Camarón sigue siendo número uno 16 años después de su muerte.

Cuando más se va mitificando el nombre de Camarón, más vende. Creo que lo último que grabó en vida, el póstumo, Potro de rabia y miel, vendió cerca de cien mil discos, una cantidad que la vendían Los Chanclas o los Pingüinos en el Ascensor en los dos primeros días. Lo que realmente vende es el mito. Cuando yo conocí a Camarón, me decía: “¡Cómo canta este hombre, este viene de Marte, de la estratosfera!”. Y también me decía: “¿Cómo es que no le gusta a la gente a los mismos flamencos, a los gitanos?”. Yo no lo podía entender. Pasan las generaciones y ya lo entienden. Los niños de aquellos empezaron a entenderlo. Los mitos no tienen que ver con la realidad.

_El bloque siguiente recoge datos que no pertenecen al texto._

PR #828, opened 2021-07-03
cmd/root: Add support for configuration files

HarryMichal:
Some aspects of Toolbox could be configured (e.g., the default used
image). Let's enable that!


data/config/toolbox.conf
```diff
@@ -0,0 +1,13 @@
+[general]
+# Default used distribution (e.g., fedora, rhel)
+# Taken from ID field in /etc/os-release
```
debarshiray, line 3: This is the *fallback* distribution, in case the host OS isn't supported, right? The default should still the same distribution as the host as long as it's recognized.

We should explain the distinction better in the comment. Otherwise it can be confusing.

data/config/toolbox.conf
```diff
@@ -0,0 +1,13 @@
...
+## default_distro = "fedora"
+
+# Default version of a distribution (e.g., 34, 8.4)
+# Taken from VERSION_ID field in /etc/os-release
+## default_release = "34"
+
+# Default used image
+# Overrides 'default_distro' and 'default_release'
+# E.g., registry.fedoraproject.org/fedora-toolbox
+## default_image = "registry.fedoraproject.org/fedora-toolbox"
```
debarshiray, line 13: The `:34` tag should probably be included. Otherwise it looks incomplete.

src/cmd/root.go
```diff
@@ -354,6 +362,34 @@ func newSubIDFileError() error {
 	return errors.New(errMsg)
 }
 
+func setUpConfiguration() error {
+	logrus.Debug("Setting up configuration")
+
+	configFiles := []string{
+		"/etc/containers/toolbox.conf",
+		fmt.Sprintf("%s/.config/containers/toolbox.conf", currentUser.HomeDir),
```
debarshiray, line 370: We should use `os.UserConfigDir` as in the rest of the code (and handle the error).

debarshiray (changes requested):
Thanks for working on this, @HarryMichal !  Some quick comments:

debarshiray (changes requested):

debarshiray:
I split out the break-up of `ResolveContainerAndImageNames` into https://github.com/containers/toolbox/pull/838

data/config/toolbox.conf
HarryMichal: > This is the fallback distribution, in case the host OS isn't supported, right?

No, I meant it as an override that supersedes even the host OS recognition. Does that sound like a bad option to have?

data/config/toolbox.conf
HarryMichal: Right

src/cmd/root.go
HarryMichal: Ah! I did not know about that one.

src/cmd/root.go
```diff
@@ -143,6 +144,11 @@ func preRun(cmd *cobra.Command, args []string) error {
 		return err
 	}
 
+	err := setUpConfiguration()
+	if err != nil {
```
debarshiray, line 148: Umm... wouldn't it be more idiomatic to put this on the same line? We don't need `err` outside the error check.

data/config/toolbox.conf
debarshiray: Ok, I see. Thinking about this some more, what you are saying makes more sense because it makes it identical to the `--distro` option.

Generally speaking, the configuration file options should mimic the command line ones. If something can't be tweaked through the command line, then it shouldn't be possible through the configuration file either. There might be valid exceptions, but as a general guideline, this makes things more manageable (ie., easier to document, explain, etc.).

src/pkg/utils/utils.go
```diff
@@ -288,7 +292,7 @@ func GetContainerNamePrefixForImage(image string) (string, error) {
 
 func GetDefaultImageForDistro(distro, release string) string {
 	if _, supportedDistro := supportedDistros[distro]; !supportedDistro {
-		distro = "fedora"
+		distro = viper.GetString("general.default_distro")
```
debarshiray, line 295: Umm... is this correct? The `fedora` here is meant as a hard-coded *fallback* that will always work. That's why it also can't be changed through the command line, because otherwise we can't guarantee it. Hence it shouldn't be influenced by the configuration file either.

data/config/toolbox.conf
debarshiray: In that same spirit, we should also use the same blurbs that we use to document the command line options in the manuals. That would reiterate the fact that they are the same options, but with a different priority (ie., command line overrides configuration file).

Any deviation has the potential to confuse a user in unexpected ways.

data/config/toolbox.conf
```diff
@@ -0,0 +1,13 @@
+[general]
```
debarshiray, line 1: We need a `meson.build` to actually install this file, so that users can tweak it easily.

debarshiray:
I took the liberty to address some of the above comments and updated the branch.

src/pkg/utils/utils.go
```diff
@@ -707,24 +711,29 @@ func ResolveImageName(distro, image, release string) (string, string, error) {
 	logrus.Debugf("Image: '%s'", image)
 	logrus.Debugf("Release: '%s'", release)
 
+	if viper.IsSet("general.image") {
+		image = viper.GetString("general.image")
```
debarshiray, line 715: This doesn't look right, because it will override the `--image` command line option with the `image` option from the configuration file.

Explicitly specified command line options should always have priority over the configuration file.

HarryMichal: You're right.

src/cmd/root.go
```diff
@@ -359,6 +364,31 @@ func newSubIDFileError() error {
...
+		if err := viper.MergeInConfig(); err != nil {
+			if _, ok := err.(viper.ConfigFileNotFoundError); ok {
+				logrus.Debugf("Setting up configuration: file %s not found", configFile)
+			} else {
+				logrus.Debugf("Setting up configuration: failed to merge file %s: %s", configFile, err)
+			}
+		}
+	}
+
+	return true, nil
```
HarryMichal, line 389: There's no need to return `error` since we handle errors gracefully and do not fail early in any case.

src/pkg/utils/utils.go
HarryMichal: I'm unsure about this exact behaviour. Somebody may request some unsupported distribution but what they get is Fedora. In such a case I'd expect the tool to yell at me that the requested distro is not supported instead falling back to Fedora.

HarryMichal: Hmm... maybe I went a bit overboard here. Still, I'm not entirely sure we want to have a hard-coded fallback to Fedora. Yes, Fedora is our default but the user may want something else. But I may be wrong here.

If we keep the current behaviour, we could drop the following check with the panic because we can be certain the fallback will save the day.

debarshiray: Whether we make the hard-coded fallback configurable or not is a different discussion. Currently it's not tweakable through the command line interface, so there's no need to expose it through the configuration file.

The way things stand at the moment, `fedora` is the only feasible hard fallback. It's the only fully supported community driven image. So if somebody runs `toolbox create` on Arch or Debian, we really don't have any other option than to fall back to `fedora`. :)

Once supported images for Arch or Debian are in place, the code won't need to hit the fallback.

src/cmd/root.go
debarshiray: Yes, you are right. I will drop it.

src/cmd/root.go
```diff
@@ -359,6 +364,35 @@ func newSubIDFileError() error {
...
+		configFiles = append(configFiles, fmt.Sprintf("%s/containers/toolbox.conf", userConfigDir))
+	}
+
+	viper.SetConfigType("toml")
+
+	for _, configFile := range configFiles {
+		viper.SetConfigFile(configFile)
+
+		if err := viper.MergeInConfig(); err != nil {
+			if _, ok := err.(viper.ConfigFileNotFoundError); ok {
```
debarshiray, line 385: Does it actually work? It doesn't seem like Viper actually throws this error when a file is missing.

HarryMichal: Yes, it does on my machine.

src/cmd/root.go
```diff
@@ -359,6 +364,35 @@ func newSubIDFileError() error {
...
+				logrus.Debugf("Setting up configuration: file %s not found", configFile)
+			} else {
+				logrus.Debugf("Setting up configuration: failed to merge file %s: %s", configFile, err)
```
debarshiray, line 388: We should probably error out for other errors. eg., if the configuration file can't be parsed.

src/pkg/utils/utils.go
```diff
@@ -708,23 +710,27 @@ func ResolveImageName(distro, image, release string) (string, string, error) {
...
+		if viper.IsSet("general.image") {
+			image = viper.GetString("general.image")
+		} else {
+			image = getDefaultImageForDistro(distro, release)
+		}
 	} else {
 		release = ImageReferenceGetTag(image)
 		if release == "" {
-			release = releaseDefault
+			release = viper.GetString("general.release")
```
debarshiray, line 733: Once we potentially read `image` from the configuration file, the `release` needs to be extracted from it.

Earlier, `getDefaultImageForDistro` generated the `image` from the default `release`, but with a configuration file the release will be embedded in the `image`.

src/cmd/root.go
```diff
@@ -359,6 +364,35 @@ func newSubIDFileError() error {
 	return errors.New(errMsg)
 }
 
+func setUpConfiguration() error {
```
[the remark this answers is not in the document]
HarryMichal: Good point.

src/cmd/root.go
HarryMichal: Yes, I agree.

src/cmd/root.go
HarryMichal: I was wrong :)

src/pkg/utils/utils.go
```diff
@@ -708,23 +710,27 @@ func ResolveImageName(distro, image, release string) (string, string, error) {
 	logrus.Debugf("Release: '%s'", release)
 
 	if distro == "" {
-		distro = distroDefault
+		distro = viper.GetString("general.distro")
 	}
 
 	if distro != distroDefault && release == "" {
```
debarshiray, line 716: This condition needs to be updated.

The idea is that if we have a non-default `distro` (ie., one that doesn't match `/etc/os-release`), then we need the user to specific a `release` either through the command line or the configuration file. Currently, this isn't checking the presence of a release in the configuration file.

src/pkg/utils/utils.go
HarryMichal: Isn't this covered by `ImageReferenceGetTag()` called a bit earlier?

HarryMichal: Oops, now I see that function is not called in case the value is set in the config.

HarryMichal: Brain food: I wonder whether this exact line behaves correctly. If you run `podman pull registry.fedoraproject.org/fedora`, it'll try to pull `registry.fedoraproject.org/fedora:latest`. Note the `latest` tag. Maybe we should do the same instead of using the default.

src/cmd/create.go
```diff
@@ -505,10 +505,10 @@ func getDBusSystemSocket() (string, error) {
 
 func getEnterCommand(container, release string) string {
 	var enterCommand string
-	containerNamePrefixDefaultWithRelease := utils.ContainerNamePrefixDefault + "-" + release
+	containerNamePrefixDefaultWithRelease := utils.GetDefaultContainerNamePrefix() + "-" + release
 
 	switch container {
-	case utils.ContainerNameDefault:
+	case utils.GetDefaultContainerNamePrefix():
```
debarshiray, line 511: This doesn't look right. We don't want only the prefix here, but the entire name including the release.

src/pkg/utils/utils.go
debarshiray: Yes, I thought about `latest` too. Not sure why we don't handle that. Let's ignore it, because it's an issue of its own.

src/pkg/utils/utils.go
```diff
@@ -285,9 +283,13 @@ func GetContainerNamePrefixForImage(image string) (string, error) {
 	return basename, nil
 }
 
-func GetDefaultImageForDistro(distro, release string) string {
+func GetDefaultContainerNamePrefix() string {
+	return containerNamePrefixDefault
```
debarshiray, line 287: This doesn't seem to address the problem that the hint shown by `create` is influenced by the configuration file.

I think the main complication is that the configuration file lets us specify an image. Earlier we would just pick the host and release from `/etc/os-release`, map that to a fixed image, and go. Now, that mapping can be overridden by the configuration file.

This means that `toolbox create` without any parameters might still use a custom image, and lead to a custom container name.

src/pkg/utils/utils.go
```diff
@@ -700,23 +702,26 @@ func ResolveImageName(distro, image, release string) (string, string, error) {
...
+		return "", "", fmt.Errorf("release not found for non-default distribution %s", distro)
 	}
 
-	if image == "" {
-		image = GetDefaultImageForDistro(distro, release)
+	if image == "" && viper.InConfig("general.image") {
+		image = viper.GetString("general.image")
+		release = ImageReferenceGetTag(image)
+	} else if image == "" {
+		image = getDefaultImageForDistro(distro, release)
```
debarshiray, line 720: Umm... on second thoughts, this is also not quite correct.

The `--distro` and `--release` options on the command line should override the configuration file's `image` option.

test/system/101-create.bats
```diff
@@ -69,3 +69,32 @@ teardown() {
 
   assert_output --regexp "Created[[:blank:]]+fedora-toolbox-32"
 }
+
+@test "create: Create a container with overriden distro option (system-wide)" {
+    skip_if_system_config_unwritable
```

A usted le gusta un tipo de cantaores que recuerdan remotamente a Camarón.

No voy buscando alguien que se parezca a Camarón. Al contrario, si cantara diferente y me gustara, lo llevaría antes que a los camaroneros. Para Camarón, ya estaba Camarón. Su influencia ha sido tal que los cantaores no se pueden escapar de su sombra, a no ser que imiten a otros que me gustan menos. Todos los que están dentro del flamenco, todos son camaroneros. No hay otros que suenen bien. El Capullo, me gusta. Es alguien que tiene su propia personalidad aunque tenga la voz como una burra. La voz más fea del flamenco la tenía El Chaqueta y cantaba maravillosamente bien. El Capullo es un loco que de pronto se mete en unos sitios cantando que a mi me encanta. Lo veo muy original. Claro que esto que digo a muchos flamencos les parecerá una barbaridad.